# SVN im agilen Projekt - 3 Systemlandschaft



## beta20 (28. Jun 2021)

Hallo zusammen, 

ich habe derzeit ein Problem mit SVN im agilen Projekt mit einer 3 Systemlandschaft (Entwicklung, Testsystem, Produktion)

Wir haben ein agiles Projekt (z.B. alle 3 Wochen soll etwas auf das Testsystem bzw. nach Produktion).
*Nicht alle Entwicklungen innerhalb des Sprints sollen auch sofort in das Testsystem bzw. nach Produktion!*

Derzeit haben wir
- 1x Entwicklungsbranch
- 1x Trunk

Alle 3 Wochen zum Beispiel geht etwas nach Produktion. Danach mergen wir den Entwicklungsbranch in den Trunk und spielen dann die Objekte aus dem Trunk ein.
Für das Testsystem haben wir keinen SVN Branch.

Nun haben wir aber ein Problem, dass teilweise Objekte in den Trunk kommen, die eigentlich noch gar nicht produktiv gehen sollen.
Hat hier jemand Erfahrungswerte bzw. andere Herangehensweiße hierfür.

Danke für die Hilfe


----------



## LimDul (28. Jun 2021)

Meine durchaus ernst gemeinte Antwort: Stellt auf GIT um. Vermutlich bekommt man es auch mit Subversion und Branching hin, aber meine Erfahrungen mit Subversion (die allerdings mittlerweile schon ein paar Jahre alt sind) sagen, mit SVN bekommt man da Probleme bzw. viel Overhead.

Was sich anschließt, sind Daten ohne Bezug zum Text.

PR #3610, opened 2023-12-20
feat(gstd): add the missing `dbg!` macro

shamilsan:
- Added `dbg!` macro to `gstd` prelude similar to the standard library's one (https://doc.rust-lang.org/std/macro.dbg.html).

@gear-tech/dev


holykol (approved):
cool

ukint-vs (approved):

PR #3611, opened 2023-12-20
chore: bump gear-dlmalloc for free_range support

holykol:
Bump allocator to version that uses new `free_range` call.

@gear-tech/dev

### DIFF
--- a/Cargo.toml
+++ b/Cargo.toml
@@ -166,8 +166,8 @@ tempfile = "3.8.1"
 
 # Published deps
 #
-# https://github.com/gear-tech/dlmalloc-rust/tree/v0.1.4
-dlmalloc = { package = "gear-dlmalloc", version = "0.1.4" }
+# https://github.com/gear-tech/gear-dlmalloc/tree/0.2.0
+dlmalloc = { package = "gear-dlmalloc", version = "0.2.0" }
 # https://github.com/gear-tech/wasm-instrument/tree/gear-stable-v0.3.0
 gwasm-instrument = { version = "0.3.0", default-features = false }
 # https://github.com/gear-tech/wasm-utils/tree/v0.19.0
--- a/Cargo.lock
+++ b/Cargo.lock
@@ -4158,9 +4158,9 @@ dependencies = [
 
 [[package]]
 name = "gear-dlmalloc"
-version = "0.1.4"
+version = "0.2.0"
 source = "registry+https://github.com/rust-lang/crates.io-index"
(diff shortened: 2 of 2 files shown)


shamilsan (approved):
Need to add a `0.1.5` tag there too: https://github.com/gear-tech/dlmalloc-rust/tags

clearloop (approved):

breathx:
> Need to add a `0.1.5` tag there too: https://github.com/gear-tech/dlmalloc-rust/tags

We've never tagged it before. Should we?

breathx (approved):

holykol:
@breathx
> We've never tagged it before. Should we?

I've already published `0.1.5` on crates.io, so tagging just makes it consistent. If anything, it should have been a major version change because it technically breaks backwards compatibility by relying on a new syscall

Cargo.toml
```diff
@@ -166,8 +166,8 @@ tempfile = "3.8.1"
 
 # Published deps
 #
-# https://github.com/gear-tech/dlmalloc-rust/tree/v0.1.4
-dlmalloc = { package = "gear-dlmalloc", version = "0.1.4" }
+# https://github.com/gear-tech/dlmalloc-rust/tree/v0.1.5
+dlmalloc = { package = "gear-dlmalloc", version = "0.1.5" }
```
shamilsan, line 170: Bump version to 0.2.0 due to breaking changes (see https://doc.rust-lang.org/cargo/reference/specifying-dependencies.html)

shamilsan (changes requested):

Cargo.toml
holykol: Done

Cargo.toml
```diff
@@ -166,8 +166,8 @@ tempfile = "3.8.1"
 
 # Published deps
 #
-# https://github.com/gear-tech/dlmalloc-rust/tree/v0.1.4
-dlmalloc = { package = "gear-dlmalloc", version = "0.1.4" }
+# https://github.com/gear-tech/dlmalloc-rust/tree/v0.1.5
```
shamilsan, line 169: Please change this link too
```suggestion
# https://github.com/gear-tech/dlmalloc-rust/tree/0.2.0
```

shamilsan (approved):

breathx (approved):

Cargo.toml
holykol: thanks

Unter GIT wäre die Vorgehensweise:
* Für jedes Feature was umgesetzt wird, wird ein Branch gemacht
* Nur Features, die fertig für die Auslieferung sind, werden in den Entwicklungsbranch gemergt

Das kann man mit Sicherheit auch mit Subversion machen, allerdings ist Branching & Merging bei Subversion meines Erachtens deutlich aufwendiger als mit GIT.


Grundsätzlich solltet ihr aber euren Workflow überdenken - entweder etwas ist fertig entwickelt und darf ausgeliefert werden - dann darf es in den Entwicklungsbranch. Oder es ist nicht fertig - dann darf es da nicht rein.


----------



## LimDul (28. Jun 2021)

Google hat mir gerade das hier gefunden, wo auch mit Links ein paar Varianten beschrieben sind: http://svnbook.red-bean.com/de/1.7/svn.branchmerge.advanced.html 

(Ggf. auf Englisch umstellen, die deusche Seite liest sich für mich was seltsam).. Empfehlung wäre dennoch GIT, weil da der Workflow deutlich mehr dafür ausgelegt ist.


----------